Trenton Building and Nuisance Board grants extensions due to cold weather

Trenton Building and Nuisance Board

Citing winter weather conditions, Trenton’s Building and Nuisance Board last night granted several extensions of time for exterior work to be done on properties of concern.

Following public hearings, 90-day extensions were granted at 409 East 19th, 812 Grant, 813 Olive, and 2002 Chicago Street.

After review for the “findings of fact” phase, 90-day extensions were granted at 302 East 7th Street, 1312 Gilmore, and 1011 Custer Street. Each of the extensions means the board will re-evaluate concerns at an April 22nd meeting. Advancing from declaration of a nuisance to public hearing was 1802 Carnes and advancing from public hearing to findings of fact was 510 West Crowder Road.

The board voted to issue a certificate for a dangerous building at 200 West 7th Street. Building Inspector Donnie Vandevender said a letter of intent has been signed for the house to be listed for future demolition unless the owner sells it in the meantime. Also advancing to a certificate of a dangerous building was 212 West 7th Street.

The new owner of 509 Jackson was allowed to have electricity turned on to allow for roof repairs. He was told a building permit will still be required. Vandevender recognized the new owner of 725 West 17th Street, Mark Koenig, for cleanup work as well as improvements being planned.

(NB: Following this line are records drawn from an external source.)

Issue #9400, opened 2024-05-22
Nested child list items are displayed briefly until component recognizes them and adds the caret and hides them


sagewall:
### Check existing issues

- [x] I have [checked for existing issues](https://github.com/Esri/calcite-design-system/issues) to avoid duplicates

### Actual Behavior

Nested child list items are displayed briefly until component recognizes them and adds the caret and hides them.  This results in a flickering behavior. The flickering is more apparent in complex lists like the JavaScript SDK LayerList.

### Expected Behavior

The child list items are hidden until the caret unhides them.

### Reproduction Sample

https://codepen.io/sagewall/pen/GRaqWya

### Reproduction Steps

1. Expand the "Catalog layer with a group layer" list item
2. Expand the "Layers In View" list item
3. Notice the flickering as the list items briefly appear and then hide
4. Expand the "Testing Tooltip input" list item
5. Notice the flickering

### Reproduction Version

2.8.3

### Relevant Info

Seems independent of browser and OS

### Priority impact

impact - p2 - want for an upcoming milestone

### Impact

This is impacting the JavaScript API and all the Esri web applications that use it such as Map Viewer, Instant Apps and Experience Builder.

### Calcite package

- [X] @esri/calcite-components
- [ ] @esri/calcite-components-angular
- [ ] @esri/calcite-components-react
- [ ] @esri/calcite-design-tokens
- [ ] @esri/eslint-plugin-calcite-components

### Esri team

ArcGIS Maps SDK for JavaScript

jcfranco:
Moving this to the June milestone since @driskull has a PR standing by. 🎉

geospatialem:
Verified in `2.10.0-next.0`:

![verify](https://github.com/Esri/calcite-design-system/assets/5023024/cea4c7e6-89a2-4564-94af-e86f2eb166e4)

PR #9474, opened 2024-05-30
fix(list-item): hide nested list items by default

driskull:
**Related Issue:** #9400

## Summary

- Hides nested/indented list items by default
- Removes unnecessary div


alisonailea (approved):
simplification! 🎉

jcfranco (approved):
Awesome! 📝

There doesn't seem to be any reported diffs in the Chromatic build. If missing, can you add a screenshot test?

driskull:
> There doesn't seem to be any reported diffs in the Chromatic build. If missing, can you add a screenshot test?

I don't think a screenshot test would cover this. Its basically a flash of content.

jcfranco:
Gotcha. Thanks for clarifying!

With two other structures that have been processed through municipal court, Vandevender and City Administrator Ron Urton announced an addition to their letter of intent portion of the demolition program. The new section says the owner is responsible for 100 percent of the hazardous materials inspection fee and all abatement costs. That work is to be completed prior to acceptance into the city of Trenton demolition program.

For others who have not been taken to court, the letter of intent remains as it has been. The city agrees to pay half of the demolition costs up to $1,750 per location. The owner is responsible for their 50% share and all costs exceeding $3,500. The owner also pays all of the costs for hazardous materials inspection and abatement.